I ask the mother if i can help at all unless there are a bunch of adults with her already in which case, so far, i do nothing. If i have my own DD with me i do nothing except remove her from their proximity. Usually when i see mothers shouting or spanking it's because the kid is acting out and they're at the end of their rope and me helping pick up the dropped toy, get the toddler into the shopping cart seat, put the groceries into the car trunk, etc. make the difference between screaming and spanking and deep sighs and recovery of composure. I have literally never see anyone use spanking as the tool those who defend it say it can be - calm discipline that teaches.

FWIW i wouldn't get involved with a couple unless it was to call the police, and the same goes for a kid suffering violence. I have a friend who once stepped between a man and the woman he was beating on and the WOMAN stabbed her in the arm with a switchblade.


----------



## MtBikeLover (Jun 30, 2005)

While I would love to be like GoBecGo and help out the mom that is abusing or berating her child, I just can't. It makes me so angry to see that kind of treatment and my anger takes over. I need to work on this so I can be more compassionate and more gentle in my approach because I always intervene or say something when I see this going on.

We were at a restaurant at Disney and I went outside to grab something out of the stroller.
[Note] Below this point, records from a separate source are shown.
PR #306, opened 2021-03-30
Fix: campaign field names

kousikmitra:
Issue:

image

1. Added : for placeholder property
2. Added `rawHTML` under `fields` namespace
https://github.com/knadh/listmonk/blob/6dbcfee0801148c23cbb0444d15c7dce28bd672d/frontend/src/views/TemplateForm.vue#L19

### DIFF
--- a/frontend/src/views/TemplateForm.vue
+++ b/frontend/src/views/TemplateForm.vue
@@ -13,7 +13,7 @@
         <section expanded class="modal-card-body">
             <b-field :label="$t('globals.fields.name')" label-position="on-border">
             <b-input :maxlength="200" :ref="'focus'" v-model="form.name"
-                placeholder="$t('globals.fields.name')" required></b-input>
+                :placeholder="$t('globals.fields.name')" required></b-input>
             </b-field>
 
             <b-field :label="$t('globals.fields.rawHTML')" label-position="on-border">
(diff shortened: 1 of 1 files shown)


knadh:
Thanks @kousikmitra. The `rawHTML` field should not be in globals though, but `campaigns`, as it's used in just a couple places. I think this is already fixed in the [testing branch](https://github.com/knadh/listmonk/tree/testing). Could you compare with that and amend?

kousikmitra:
> Thanks @kousikmitra. The `rawHTML` field should not be in globals though, but `campaigns`, as it's used in just a couple places. I think this is already fixed in the [testing branch](https://github.com/knadh/listmonk/tree/testing). Could you compare with that and amend?

Changed the base to testing, its not changed yet. Will change it to `globals.campaigns.rawHTML`

knadh:
It shouldn't be `globals` at all. It's already present here: https://github.com/knadh/listmonk/blob/c90d42a7a9fa2d08a5190f55dea895530bdfd5a1/i18n/en.json#L45

https://github.com/knadh/listmonk/blob/c90d42a7a9fa2d08a5190f55dea895530bdfd5a1/i18n/en.json#L430

kousikmitra:
fixed it.

PR #309, opened 2021-04-10
Bundle sprig template functions

tamalsaha:
Signed-off-by: Tamal Saha <tamal@appscode.com>


tamalsaha:
I think it will useful to have these functions available to generate templates. https://github.com/Masterminds/sprig/blob/master/docs/index.md

knadh:
Didn't know about sprig. This is very useful. Adding the map on every compilation allocates a bunch and adds an average ~150μs just to the template func construction (got curious and checked), but that's negligible compared to the actual I/O bottleneck of messages. Merging this. Thanks.

PR #310, opened 2021-04-11
Enable auto TLS using certificate issued from let's encrypt

tamalsaha:
ref: https://echo.labstack.com/cookbook/auto-tls/

Signed-off-by: Tamal Saha <tamal@appscode.com>

### DIFF
--- a/config.toml.sample
+++ b/config.toml.sample
@@ -1,6 +1,6 @@
 [app]
     # Interface and port where the app will run its webserver.
-    address = "0.0.0.0:9000"
+    address = "0.0.0.0:443"
 
     # BasicAuth authentication for the admin dashboard. This will eventually
     # be replaced with a better multi-user, role-based authentication system.
@@ -8,6 +8,12 @@
     # only where an external authentication is already setup.
     admin_username = "listmonk"
     admin_password = "listmonk"
+
+[tls]
+    enable = true
+    domain = "listmonk.company.com"
+    cert_dir = "/app"
+    email = "me@company.com"
 
 # Database.
 [db]
--- a/cmd/init.go
+++ b/cmd/init.go
@@ -4,6 +4,7 @@ import (
 	"encoding/json"
 	"fmt"
 	"html/template"
+	"net/http"
 	"os"
 	"path/filepath"
 	"strings"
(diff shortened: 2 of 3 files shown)


knadh:
Nice. Since this involves new config keys, the settings should be added to the UI. If you don't want to patch the frontend, I can merge this and add the UI changes.

tamalsaha:
That sounds good. Please feel free to make changes to the UI.

config.toml.sample
```diff
@@ -9,6 +9,12 @@
     admin_username = "listmonk"
     admin_password = "listmonk"
 
+[tls]
+    enable = true
+    domain = "listmonk.company.com"
```
alerque, line 14: This would be duplicate info that is already entered in the UI and saved in the database, but I don't think this setting should go here at all or where it is either. See #346 for why.

config.toml.sample
```diff
@@ -1,6 +1,6 @@
 [app]
     # Interface and port where the app will run its webserver.
-    address = "0.0.0.0:9000"
+    address = "0.0.0.0:443"
```
alerque, line 3: It should not be assumed or demonstrated by default that listmonk runs on 80/443. The current example using a non privileged port by default is better. Otherwise you need to run as root, and that should not be suggested by default. I suggest reverting this back, and just document in a comment nearby the need to run on 80/443 if using the built in SSL cert features.

Also note that if using the TLS feature not one but 2 ports with be used by the app, and that should be reflected in the config somehow.

config.toml.sample
```diff
@@ -9,6 +9,12 @@
     admin_username = "listmonk"
     admin_password = "listmonk"
 
+[tls]
+    enable = true
```
alerque, line 13: Please default this to "off" in the sample config. This feature should be explicitly requested by the admin, not assumed. It is too intrusive and can mess up other domain certificate arrangements.

alerque (changes requested):

knadh:
I have second thoughts about bundling LetsEncrypt support into the app as it feels out of scope.

TLS is almost always managed and provisioned externally in production environments. listmonk is also highly likely to be run behind a proxy like Nginx, Apache, or Caddy, where certbot can be trivially setup.

alerque:
I completely concur and would prefer *not* to see this support bundled. My responses here were to make sure the feature set doesn't bungle things up for what I agree is the majority of production use cases where actual SSL termination for privileged ports on domains is not going to be handled by this daemon directly.

This could perhaps be something bundled in to an alternate Docker container for a "top level deploy ready" scenario, but I would be more comfortable with it being completely separate from the app itself.

tamalsaha:
Feel free to close the pr if you don't intend to merge it.

knadh:
@tamalsaha thanks again for the PR, but after giving it some thought, I think it's best if this isn't integrated into the core. Closing this.

PR #317, opened 2021-04-14
French translations

FelixDz:
Added / corrected french translations.


FelixDz:
Hmm, not sure about the branch I'm merging this into, considering the gap with master. Should it be master instead then ?

knadh:
Thanks, the PR looks fine. I only remember about 10 words from the two years worth of French classes I took in highschool, so can't comment on the language! :smile: 

`master` is the correct branch.

PR #341, opened 2021-05-05
Prevent mistakes adding the OS and Arch on build

brunowego:
After minutes trying understand why my build are not working, I found where I'm doing wrong, so, I build on Darwin and run the binary on Linux. Just to prevent this kinda of mistakes, I added the flags `GOOS` and `GOARCH` explicit on the Makefile.

### DIFF
--- a/Makefile
+++ b/Makefile
@@ -20,7 +20,7 @@ deps:
 # Build the backend to ./listmonk.
 .PHONY: build
 build:
-	CGO_ENABLED=0 go build -o ${BIN} -ldflags="-s -w -X 'main.buildString=${BUILDSTR}' -X 'main.versionString=${VERSION}'" cmd/*.go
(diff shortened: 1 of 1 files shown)


mr-karan:
Hey. I don't think that's a correct patch.

This makes it impossible for people on Darwin to build and run locally, should they.

brunowego:
I understand @mr-karan, perhaps a different way, more explicit way telling about the currently OS/ARCH.

alerque (commented):
his should note be hard coded like this, the current arrangement building for the current env or however the host system's Go is configured should be sufficient.

alerque:
> I understand @mr-karan, perhaps a different way, more explicit way telling about the currently OS/ARCH.

What is the problem you are trying to fix? If you have a need to be more explicit you can just export this yourself before building:

    export GOOS=linux GOARCH=amd64

... or asa you build

	GOOS=linux GOARCH=amd64 make

..but what is the problem with assuming the default / current host environment as detected by Go is correct? It seems like you might be trying to solve a problem that is out of scope for a downstream project.

brunowego:
Good explanation @alerque, ok, now understand. Thanks :)

PR #349, opened 2021-05-07
Pass through raw inline HTML from Markdown content

alerque:
Should be "safe" in the sense that we are not parsing untrusted input
here. Any user that can enter Markdown can also switch to raw HTML input
mode anyway, all this does is allow the Markdown editor to be used for
more use cases without having to switch to a different input format.


knadh:
Will test and merge this over the weekend.

PR #350, opened 2021-05-07
Cleanup sample config

alerque:
See commit message comments for details. The TOML formatting wasn't invalid, it's just non-traditional and annoyed me a lot. The other two changes to sample configs are just sysadmin convenience and more safety out of the box.

### DIFF
--- a/config.toml.sample
+++ b/config.toml.sample
@@ -1,6 +1,6 @@
 [app]
 # Interface and port where the app will run its webserver.
-address = "0.0.0.0:9000"
+address = "localhost:9000"
 
 # BasicAuth authentication for the admin dashboard. This will eventually
 # be replaced with a better multi-user, role-based authentication system.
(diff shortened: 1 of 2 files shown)


knadh:
This is a vestige of the indentation I applied when there were dozens and dozens of keys and it was painful to read and parse mentally. Thankfully, all of that has now moved to the UI.

config.toml.sample
```diff
@@ -1,22 +1,22 @@
 [app]
-    # Interface and port where the app will run its webserver.
-    address = "0.0.0.0:9000"
+# Interface and port where the app will run its webserver.
+address = "localhost:9000"
```
knadh, line 3: Should explicitly document `0.0.0.0`. Something along the lines of, `To make listmonk accessible publicly over the internet, bind to 0.0.0.0:9000` or something. A vast majority of users who deploy are neither sysadmins nor developers, just hobbyists and this may not be apparent to them.

alerque: True, it should be documented how to make the port accessible from the main IP, but I still think defaulting to `localhost` and documenting how they can switch to `0.0.0.0` for all interfaces or a specific IP would be better.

I saw a mom being really aggressive with her son. Then I saw her lift his shirt and slap him hard in the belly (he was 12-14 months old). I ran over to her and told her to stop hitting her child. She told me to stay out of it so I went and got security. Then she tried to apologize to me when she realized that I had gotten security and I told her that it was her son she needed to apologize to. When she came over to me, the baby's shirt was up in the back from the way she was holding him and he had bruises all over his back. And his belly was still red from being slapped. The police came and then we left.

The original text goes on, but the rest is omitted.